4. Adjudication Method for the Test Set
This information is not applicable and therefore not provided in the document. Adjudication methods (like 2+1, 3+1) are typically used in clinical studies or studies involving human interpretation (e.g., image analysis by radiologists) where disagreements between evaluators need to be resolved to establish ground truth. For standardized laboratory performance tests, the results are objectively measured according to the test method and do not require expert adjudication.
5. Multi-Reader Multi-Case (MRMC) Comparative Effectiveness Study
This information is not applicable and therefore not provided in the document. An MRMC study is relevant for diagnostic devices where human readers interpret data, and the study assesses the impact of an AI alongside human readers. This submission is for a physical medical device (surgical mask) and involves laboratory performance testing, not diagnostic interpretation.
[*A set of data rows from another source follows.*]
PR #96, opened 2024-04-08
Minor fix Readme and add missing dependencies

Prolas:
Fixed minor error in Readme
Enable test coverage for jacoco
Added missing dependencies for mock and intents


Plouc314 (approved):
LGTM

PR #106, opened 2024-04-10
Flight database implementation

### LINKED ISSUE #85: Data model: Flight DB implementation

Plouc314:
* Create schemas/tables for: `Balloon`, `Basket`, `Vehicle`, `FlightType`, `Flight`
* Create relation schema/table `FlightMember` to link users to flights (more details in #108)
* Create `DatabaseSetup` class to reduce tests boilerplate, always test with the same database setup
* Need to find a way to handle `null` value when getting multiple items (that is, what if we only receive 3 out of 7 requested items), do we want to fail the entire operation, succeed and log a warning, succeed and display a warning message on the UI

Close #85


mathieumognol (approved):
I learned a lot about how the database works. I didn't see any noticeable problems.

PR #107, opened 2024-04-10
Rules for user and availabilities

### LINKED ISSUE #98: Define role access in database

Prolas:
Collection User:
Each user can read his own entry (see his personal information).
Admin can read/write.

Collection Availability:
Each user can read/write his own availability.
Admin can can read/write.

As the collections are not set up yet these rules are currently ignored as everybody can access everything.

close #98

### DIFF
--- a/firestore.rules
+++ b/firestore.rules
@@ -2,18 +2,47 @@ rules_version = '2';
 
 service cloud.firestore {
   match /databases/{database}/documents {
+  	function isSignedIn(){
+    	return request.auth != null;
+    }
 
-    // This rule allows anyone with your Firestore database reference to view, edit,
-    // and delete all data in your Firestore database. It is useful for getting
-    // started, but it is configured to expire after 30 days because it
-    // leaves your app open to attackers. At that time, all client
-    // requests to your Firestore database will be denied.
-    //
-    // Make sure to write security rules for your app before that time, or else
-    // all client requests to your Firestore database will be denied until you Update
-    // your rules
-    match /{document=**} {
-      allow read, write: if request.time < timestamp.date(2024, 4, 24);
+    function resourceExists(rsc){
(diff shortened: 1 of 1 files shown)


firestore.rules
```diff
@@ -1,19 +1,54 @@
...
-    // leaves your app open to attackers. At that time, all client
-    // requests to your Firestore database will be denied.
-    //
-    // Make sure to write security rules for your app before that time, or else
-    // all client requests to your Firestore database will be denied until you Update
-    // your rules
-    match /{document=**} {
-      allow read, write: if request.time < timestamp.date(2024, 4, 24);
+    	// Allow read, write if document exists and the user is owner or admin
+    	allow read, write: if isSignedIn() && resourceExists(resource) &&
```
mathieumognol, line 50: What's the difference with lines 35 & 37?

firestore.rules
```diff
@@ -1,19 +1,54 @@
...
+    function isAdmin(){
+    	return isOneOfRoles(["admin"])
+    }
+
+    match /user/{userId}{
+      // Allow read if user is owner
+    	allow read: if isSignedIn() && resourceExists(resource) && request.auth.uid == userId;
+      // Allow write if user is admin
+      allow write: if isSignedIn() && resourceExists(resource) &&
+      											(request.auth.uid == userId || isAdmin());
```
mathieumognol, line 38: Why put both "(request.auth.uid == userId || isAdmin())" and not just "isAdmin()"?

mathieumognol (commented):
Overall great rules to protect the database and give the good rights

firestore.rules
Prolas: This is indeed an error. I've also updated the rule so that the administrator has read access.

mathieumognol (approved):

6. Standalone (Algorithm Only) Performance Study
This information is not applicable and therefore not provided in the document. This device is a physical product (surgical mask), not an algorithm or AI system. Therefore, the concept of "standalone algorithm performance" does not apply.
7. Type of Ground Truth Used
For the performance and biocompatibility tests, the "ground truth" is established by objective measurements and results from standardized laboratory test methods (e.g., ASTM F2100-19, ASTM F2101-14, EN 14683: 2019, ASTM F2299-03, ASTM F1862/F1862M-17, 16 CFR Part 1610 for performance testing; ISO 10993-5:2009, ISO 10993-10:2010 for biocompatibility). These methods have predefined criteria for what constitutes a "Pass" or "Fail."
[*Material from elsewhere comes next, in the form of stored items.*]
PR #112, opened 2024-04-10
created a user view model

### LINKED ISSUE #94: create first ViewModel
create a ViewModel that holds the states for flights and availabilities

- decide on implementation
- verify how the availabilities and flights calendar as well as the home screen interact through the view model -> define access methods

RAFInery:
closes #94

- after comparing different strategies:  for interactions with the personal calendar (availabilities and assigned flights) there will be a straight forward VM that simply contains the user object

- since the DB is not yet connected, a random user is created on init of the VM

- for other processes of the application new VM will have to be added

- little bugfix: setting the value(s) of a non-existing calendar entry will simply add new entry with the given value(s) i.e. a calendar does no longer have to init the entries with default values


app/src/main/java/ch/epfl/skysync/viewmodel/UserViewModel.kt
```diff
@@ -0,0 +1,57 @@
...
+   * (hardcoded) user.
+   */
+  private fun initUser(firebaseUser: FirebaseUser?) {
+    val foundUser: User? = null // TODO: fetch user from db
+    user = mutableStateOf(foundUser ?: getHardcodeUser())
+  }
+}
+
+/** Returns a hardcoded user till synched with DB */
+fun getHardcodeUser(): User {
```
hacknstack, line 52: Small detail but I don't see the point of doing this method when you could just initiate it at line 47 ( since you commented in 41-44 that you currently just hard-code an user

hacknstack (approved):
LGTM, tests covers the uses of viewmodels quite well and all the methods usefull for the class are implemented, to merge for the advancement of others dependants branches

app/src/main/java/ch/epfl/skysync/viewmodel/UserViewModel.kt
RAFInery: it is just a temporary function that simulates the behaviour of the future function that will return an actual user from the DB. Like this it can quickly be switched out once ready

PR #1274, opened 2025-04-01
fix: Remove second k6 binary

d0ugal:
Now that we have a more recent k6 version in xk6-sm[1] we can consolidate

[1]: https://github.com/grafana/xk6-sm/pull/106

### DIFF
--- a/Dockerfile
+++ b/Dockerfile
@@ -23,8 +23,7 @@ ARG HOST_DIST=$TARGETOS-$TARGETARCH
 
 RUN adduser -D -u 12345 -g 12345 sm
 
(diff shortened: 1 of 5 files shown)


nadiamoe (approved):

Dockerfile
```diff
@@ -24,7 +24,6 @@ ARG HOST_DIST=$TARGETOS-$TARGETARCH
 RUN adduser -D -u 12345 -g 12345 sm
 
 ADD --chown=sm:sm --chmod=0500 https://github.com/grafana/xk6-sm/releases/download/v0.4.0/sm-k6-${TARGETOS}-${TARGETARCH} /usr/local/bin/sm-k6
```
nadiamoe, line 26: The `xk6-sm` version that ships k6 v0.58.0 is not yet released, right? It might make sense to release that and update the version together with this PR.

PR #1281, opened 2025-04-04
fix: Change how the secret store is handled

mem:
In the current version of the code, the secret store is populated when the prober is created. The problem with that is that the prober is created *once* in the lifetime of the check, but the secret store needs to be updated more or less on a continuous basis (because it contains the token used to access the secrets).

### DIFF
--- a/cmd/synthetic-monitoring-agent/main.go
+++ b/cmd/synthetic-monitoring-agent/main.go
@@ -43,6 +43,19 @@ import (
 const (
 	exitFail             = 1
 	defTelemetryTimeSpan = 5 // min
+
+	// The expiration time for access tokens is 10 minutes. Until we get
+	// expiration information from the API, set this to a low number.
+	// Normally it should be 15 minutes.
+	//
+	// This specific number is accounting for ~ 3 minutes of total
+	// execution time for scripts, plus 30 seconds of buffer for retrieving
+	// secrets, sending script to runner, etc. We expect secrets to be
+	// loaded near the start of the script, but given it's a program we
+	// cannot enforce that. k6 would have enforced that by making secrets
+	// part of the options block, but we do not want to go anywhere near
+	// that.
+	secretsTimeout = 450 * time.Second // 7.5 minutes
 )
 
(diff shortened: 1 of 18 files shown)


internal/tenants/manager.go
```diff
@@ -15,10 +16,15 @@ type Manager struct {
 	timeout       time.Duration
 	tenantsMutex  sync.Mutex
 	tenants       map[int64]*tenantInfo
+	logger        zerolog.Logger
 }
 
 var _ pusher.TenantProvider = &Manager{}
 
+const (
+	secretsTimeout = 8 * time.Minute
```
d0ugal, line 25: Why 8 minutes?

mem: > Why 8 minutes? I think it should be 7 if its 10 minus [maxScriptedTimeout](https://github.com/grafana/synthetic-monitoring-agent/blob/main/pkg/pb/synthetic_monitoring/checks_extra.go?rgh-link-date=2025-04-04T13%3A01%3A14Z#L151).

ah, good point. I remember you mentioned this, but I forgot why you said it should be less.

cmd/synthetic-monitoring-agent/main.go
```diff
@@ -43,6 +43,19 @@ import (
 const (
 	exitFail             = 1
 	defTelemetryTimeSpan = 5 // min
+
+	// The expiration time for access tokens is 10 minutes. Until we get
+	// expiration information from the API, set this to a low number.
+	// Normally it should be 15 minutes.
+	//
+	// This specific number is accounting for ~ 3 minutes of total
+	// execution time for scripts, plus 30 seconds of buffer for retrieving
```
d0ugal, line 52: Wouldn't that be 6.5 minutes?

d0ugal (approved):

cmd/synthetic-monitoring-agent/main.go
mem: argh, I meant ~ 2 minutes, which is I think what we talked about.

8. Sample Size for the Training Set
This information is not applicable and therefore not provided in the document. The product is a physical medical device (surgical mask) and does not involve AI or machine learning algorithms that require training sets.
9. How the Ground Truth for the Training Set Was Established
This information is not applicable and therefore not provided in the document, as there is no training set for this type of device.